**Dataset excerpts**

PR #229, opened 2023-01-12
Inplayer/e2e test

darkoatanasovski:
## Description

implemented DataTable for running tests in a loop with different configs

This PR solves # .

### Steps completed:

- [ ] Acceptance criteria met
- [ ] Unit tests added
- [ ] Translations added
- [ ] UX tested
- [ ] Reviewed own code


src/services/inplayer.account.service.ts
```diff
@@ -274,8 +369,10 @@ function processAccount(account: AccountData): Customer {
 function processUpdateAccount(customer: UpdateCustomerArgs) {
   const firstName = customer.firstName?.trim() || '';
   const lastName = customer.lastName?.trim() || '';
-  const fullName = `${firstName} ${lastName}`;
-
+  let fullName = `${firstName} ${lastName}`;
+  if (!firstName && !lastName) {
+    fullName = '[EMPTY FULL NAME]';
```
darkoatanasovski: maybe we can use the email address as a default full name

budzworthy: Yes, agreed. I thought we had already decided this, but maybe it got lost in the shuffle.

darkoatanasovski:
note: we need to replace test URL configs with config ids before the merge

src/stores/AccountController.ts
```diff
@@ -66,9 +68,14 @@ export const handleVisibilityChange = () => {
...
 export const initializeAccount = async () => {
   await useService(async ({ accountService, config }) => {
+    if (!accountService) {
+      useAccountStore.setState({ loading: false });
+      return;
+    }
     useAccountStore.setState({
       loading: true,
       canUpdateEmail: accountService.canUpdateEmail,
+      canSupportEmptyFullName: accountService.canSupportEmptyFullName,
```
budzworthy: Do these properties all need to go in the store if they are always still available on the service anyway?

darkoatanasovski: ahh... yes, because these are used in the components, pages, etc., except `canSupportEmptyFullName` :)

src/stores/AccountController.ts
```diff
@@ -470,3 +487,15 @@ async function afterLogin(
     getPublisherConsents(),
   ]);
 }
+
+const validateInputLength = (values: { firstName: string; lastName: string }) => {
+  const errors: string[] = [];
+  if (Number(values?.firstName?.length) > 50) {
+    errors.push('firstName can have max 50 characters.');
```
budzworthy: Should these be added to translations?

src/utils/formatting.ts
```diff
@@ -81,7 +81,7 @@ export const episodeURL = (episode: PlaylistItem, seriesId?: string, play: boole
 export const formatDate = (dateString: number) => {
   if (!dateString) return '';
 
-  return new Date(dateString * 1000).toLocaleDateString();
+  return new Date(dateString * 1000).toLocaleDateString('en-US');
```
budzworthy, line 84: Is this just to fix the tests? I'm hesitant to hardcode this when it should be working to localize based on browser settings.

src/stores/AccountController.ts
```diff
@@ -126,7 +130,20 @@ export async function updateUser(
...
+      return {
+        errors,
+        responseData: {} as Customer,
+      };
+    }
+
+    let payload = values;
+    if (!accountService.canSupportEmptyFullName) {
+      payload = { ...values, email: user.email };
+    }
```
```suggestion
    const payload = values;
    if (!accountService.canSupportEmptyFullName) {
      payload.email = user.email;
    }
```

budzworthy: Also please add a comment here to explain why email is set when 'canSupportEmptyFullname' is false.

src/stores/AccountController.ts
```diff
@@ -470,3 +487,15 @@ async function afterLogin(
     getPublisherConsents(),
   ]);
 }
+
+const validateInputLength = (values: { firstName: string; lastName: string }) => {
```
budzworthy, line 493: Should the 50 character limit be a property on the services like canSupportEmptyFullName?

test-e2e/codecept.desktop.js
```diff
@@ -11,7 +11,7 @@ exports.config = {
   grep: '(?=.*)^(?!.*@mobile-only)',
   tests: ['./tests/**/*.js', './tests/**/*.ts'],
   output: './output/desktop',
-  timeout: 60,
+  timeout: 3000,
```
budzworthy, line 14: I think I've mentioned this before, but according to the config this value is in seconds, so 3000 is a long time. https://codecept.io/configuration/

I see the examples there look like it's ms, but the table of properties says seconds. Are you running into issues?

test-e2e/tests/account_test.ts
```diff
@@ -10,35 +10,27 @@ const firstNameField = 'firstName';
 const lastNameField = 'lastName';
 const consentCheckbox = 'Yes, I want to receive Blender updates by email';
 
-let loginContext: LoginContext;
+const loginContexts: { [key: string]: LoginContext } = {};
```
budzworthy: Does this need to be a dictionary? I would assume the tests run in isolated instances and could just both use a single value here still.

test-e2e/tests/account_test.ts
```diff
@@ -10,35 +10,27 @@ const firstNameField = 'firstName';
...
-
-    I.click('Continue');
-    I.waitForLoaderDone();
-
-    I.clickCloseButton();
-  });
-});
-
-Scenario('I can see my account data', async ({ I }) => {
+Data(configs).Scenario('I can see my account data', async ({ I, current }) => {
```
budzworthy: Since `Data(configs).` has to be prepended to each test, I'm a little nervous that developers are going to forget to do it when adding future account tests. Unfortunately, I don't see a way to use Data at a Feature level, but if you wrap all of the code from Feature through the end into a function (call it runTestSuite or something) then you can just call that twice with your inputs for config, authProvider, etc. It's a little bit more vanilla, but I think it's actually a bit more scaleable and maintainable too. I think if you put 'loginContext' inside that function scope it will also work w/o the dictionary, and all the test parameter data is just global within that function instead of having to do `current.<...>`.  Here's a screenshot of a quick proof of concept I just tested locally:
image

budzworthy: Oh the `Before` works better this way too, so you don't have to call `I.beforeAccount` in each test.

test-e2e/tests/account_test.ts
```diff
@@ -53,41 +45,53 @@ Scenario('I can see my account data', async ({ I }) => {
...
-  I.see('I accept the Terms and Conditions of Cleeng.');
+  I.see(`I accept the Terms and Conditions of ${current.authProvider}.`);
   I.see(consentCheckbox);
 
   I.seeInCurrentUrl(constants.accountsUrl);
 });
 
-Scenario('I can cancel Edit account', async ({ I }) => {
+Data(configs).Scenario('I can cancel Edit account', async ({ I, current }) => {
+  if (!current.canEditEmail) {
```
budzworthy: Does it make sense to move the 5 tests with 'if not edit email then return' check into their own file/suite called edit_email_test or something?

test-e2e/tests/account_test.ts
```diff
@@ -98,13 +102,21 @@ Scenario('I get a wrong password warning', async ({ I }) => {
...
+  }
+  loginContexts[current.config.label] = await I.beforeAccount(current.config, loginContexts[current.config.label], firstName, lastName);
   I.amOnPage(constants.accountsUrl);
   I.click(editAccount);
   await passwordUtils.testPasswordToggling(I, 'confirmationPassword');
 });
 
-Scenario('I can reset my password', async ({ I }) => {
+Data(configs).Scenario('I can reset my password (ResetLink)', async ({ I, current }) => {
+  if (current.resetPasswordType !== 'resetlink') {
```
budzworthy: Is there a test for reset password 'direct'?

src/stores/AccountController.ts
darkoatanasovski: yes :|

test-e2e/codecept.desktop.js
darkoatanasovski: yes, you are right, the timeout value is in seconds. I tried to figure out why tests are failing with more than 2 workers. I will revert back to 60.

budzworthy: Interesting, I run with 8 workers and don't have any problems

test-e2e/tests/account_test.ts
kmitrovv: there is no way to write a test for this since the sandbox mails are received on mailhog.

src/components/PaymentForm/PaymentForm.tsx
```diff
@@ -99,7 +99,7 @@ const PaymentForm: React.FC<Props> = ({ couponCode, setUpdatingOrder }) => {
         </div>
       </div>
       <div>
-        <Button label="continue" variant="contained" color="primary" onClick={paymentData.handleSubmit as () => void} size="large" fullWidth />
+        <Button label="Continue" variant="contained" color="primary" onClick={paymentData.handleSubmit as () => void} size="large" fullWidth />
```
budzworthy: Can you add this to translations?

src/services/inplayer.account.service.ts
```diff
@@ -367,8 +363,10 @@ function formatAccount(account: AccountData): Customer {
 function formatUpdateAccount(customer: UpdateCustomerArgs) {
   const firstName = customer.firstName?.trim() || '';
   const lastName = customer.lastName?.trim() || '';
-  const fullName = `${firstName} ${lastName}`;
-
+  let fullName = `${firstName} ${lastName}`;
+  if (!firstName && !lastName) {
+    fullName = customer.email as string;
+  }
```
budzworthy:
```suggestion
  const fullName = `${firstName} ${lastName}`.trim() || (customer.email as string);
```

src/services/inplayer.account.service.ts
```diff
@@ -402,7 +400,7 @@ function formatPublisherConsents(consent: Partial<GetRegisterField>) {
 }
 
 function getTermsConsent(): Consent {
-  const label = 'I accept the <a href="https://inplayer.com/legal/terms" target="_blank">Terms and Conditions</a> of InPlayer.';
+  const label = 'I accept the <a href="https://inplayer.com/legal/terms" target="_blank">Terms and Conditions</a> of JW Player.';
```
budzworthy: Please add to translations

src/stores/AccountController.ts
```diff
@@ -126,7 +131,21 @@ export async function updateUser(
       throw new Error('no auth');
     }
 
-    const response = await accountService.updateCustomer({ ...values, id: user.id.toString() }, sandbox, auth.jwt);
+    const errors = validateInputLength(values as FirstLastNameInput);
```
budzworthy, line 134: Should there be a check here to make sure we only call this when values is of type FirstLastNameInput? I imagine we might also want basic validation when the type is EmailConfirmPasswordInput?

kmitrovv: hmm, I think this part can be completely refactored and improved, the types and validations as well, but I don't think it should be done in this PR.

kmitrovv (approved):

**Assigned task**
The word to find is "still". Copy every line of the data that holds it.

**Answer to the exercise**
budzworthy: Do these properties all need to go in the store if they are always still available on the service anyway?
budzworthy: Does this need to be a dictionary? I would assume the tests run in isolated instances and could just both use a single value here still.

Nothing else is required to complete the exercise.